The safe t-test was introduced as an anytime-valid substitute for the classical t-test. It was shown that the safe t-test uses, on average, less data to reject a null hypothesis. The effectiveness of the safe t-test was demonstrated for a wide range of effect sizes, significance levels, and statistical powers. On real world data, there remain discrepancies between the effects detected by the safe t-test and the classical t-test. Novelty effects can lead to an increased number of false positives, while batch processing increases the number of false negatives. There are also considerations in the delay between test exposure time and realization. This leads us to suggest that the ideal scenario for safe t-tests in large scale experimentation platforms is in granular data that is readily available. An A/B test’s target metric is often a slow metric designed to improve the overall performance of the platform of its users. Secondary and guardrail metrics can be measured and analyzed much more quickly. These metrics are ideal candidates for safe tests to continuously monitor the performance of an A/B test.
The performance of the safe t-test was rigorously compared to the mSPRT. Through extensive simulation and benchmarking on real datasets, it was found that the safe t-test outperforms the mSPRT in all situations. This should encourage practitioners to adopt the safe t-test as their preferred anytime-valid test.

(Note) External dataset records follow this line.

PR #1344, opened 2021-01-06
Expose sharding configuration via telemetry

Mikulas:

Kube-state-metrics component has sharding capabilities, but the sharding configuration is hidden in command arguments and cannot be easily tested after deployment. This may result in multiple forms of misconfiguration, such as:
* part of kubernetes objects may not be processed by any shard (0/3, 1/3, missing 2/3)
* some shards are duplicated, resulting in simple/naive queries yielding incorrect values (0/3, 0/3, 1/3, 2/3)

The safe proportion test was also validated as an anytime-valid test for contingency tables. Through simulation it was found that the safe proportion test requires less data to reach a decision than the χ2 test, on average. The tests agree considerably on real-world data to detect sample ratio mismatch. With the benefit of taking full advantage of modern data infrastructure, adoption of the safe proportion test to detect SRM will proceed at Vinted.
Despite the effectiveness of safe testing, it will likely take time and persistence on behalf of its proponents before it reaches wide-scale adoption. The greatest challenge will be in educating practitioners familiar with classical statistics. The concepts introduced in this thesis require a higher level of statistical knowledge than is common to most scientists and A/B test experimenters. If a practitioner using a safe test gets a different result than the classical alternative, there is not an intuitive way to explain this difference. Conversely, it may be easier for practitioners to understand E-variables conceptually. Due to their intrinsic interpretation as evidence against the null hypothesis, E-variables seem easier to grasp than p-values. Given the widespread misinterpretation of p-values, E-variables may give experimenters a better understanding of their results.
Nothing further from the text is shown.